# How to complete this task
Please count how many lines below contain the word "instead" and give nothing but that figure.

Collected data

PR #2872, opened 2025-09-01
 core/vdbe: op_insert split into callback chain 

pereman2:
Guess who's back... the _wanna be state machine killer_... This is a love story based on @penberg's love for callbacks instead of state machines. State machines with `match` statements are somewhat nice because you can quickly look at the statement and know which are the states. Sadly, they are sometimes slow because they can have huge stack sizes and sometimes it is hard to judge what will be the next state. Did we solve this with this? No idea. But it would be good for all of us to gather and discuss wether this is worth it to expand.

The basic idea is that a state machine is only ecoded with a _step function_ (`step_fn`) which we will call in a loop until this function is `None`, meaning we reached a terminal state. In the loop that calls `step_fn` we first take ownership of it and then call, so that any `step_fn` must refill `step_fn` in order for the loop to advance:

```rust
    fn insert_into_page(&mut self, bkey: &BTreeKey) -> Result<IOResult<()>> {
        if let CursorState::None = &self.state {
            self.state = CursorState::Write(WriteState {
                step_fn: Some(BTreeCursor::insert_into_page_start),
                sub_state: None,
            });
        }
        loop {
            let CursorState::Write(WriteState { step_fn, .. }) = &self.state else {
                panic!("expected write state");
            };
            if let Some(step_fn) = step_fn {
                let pager = self.pager.clone();
                return_if_io!(step_fn(self, bkey, &pager));
            } else {
                break;
            }
        }
```

For example the first state is `BTreeCursor::insert_into_page_start`. This function/state will internally set next function if it requires to continue:
```rust
                        write_state.step_fn = Some(BTreeCursor::insert_into_page_overwrite);
                        write_state.sub_state = Some(WriteSubState::Overwrite {
                            page: page.clone(),
                            cell_idx,
                            state: Some(OverwriteCellState::AllocatePayload),
                        });
                        return Ok(IOResult::Done(()));
                        ```

### DIFF
--- a/core/storage/btree.rs
+++ b/core/storage/btree.rs
@@ -245,7 +245,6 @@ enum WriteSubState {
         new_payload: Vec<u8>,
         fill_cell_payload_state: FillCellPayloadState,
     },
-    None,
 }
 #[derive(Debug)]
 struct WriteState {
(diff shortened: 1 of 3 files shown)


penberg:

penberg:

PR #2874, opened 2025-09-01
Parse booleans to integer literals in expressions

PThorpe92:
Adds tests for edgecases for the insane cases where someone might want to name a table `true` :)

### DIFF
--- a/parser/src/parser.rs
+++ b/parser/src/parser.rs
@@ -15,6 +15,9 @@ use crate::lexer::{Lexer, Token};
 use crate::token::TokenType::{self, *};
 use crate::Result;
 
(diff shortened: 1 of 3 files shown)


parser/src/parser.rs
```diff
@@ -1545,7 +1548,25 @@ impl<'a> Parser<'a> {
                         Name::Ident(s) => Literal::String(s),
                     })))
                 } else {
-                    Ok(Box::new(Expr::Id(name)))
+                    match name {
+                        Name::Ident(s) => {
+                            let ident = s.to_ascii_uppercase();
```
TcMits: i think we should use eq_ignore_ascii_case instead of allocating new string

PR #2877, opened 2025-09-01
core: Use FnOnce for completion functions

penberg:
Lifetimes become easier to manage when completion functions can be invoked only once.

# Response to this task
2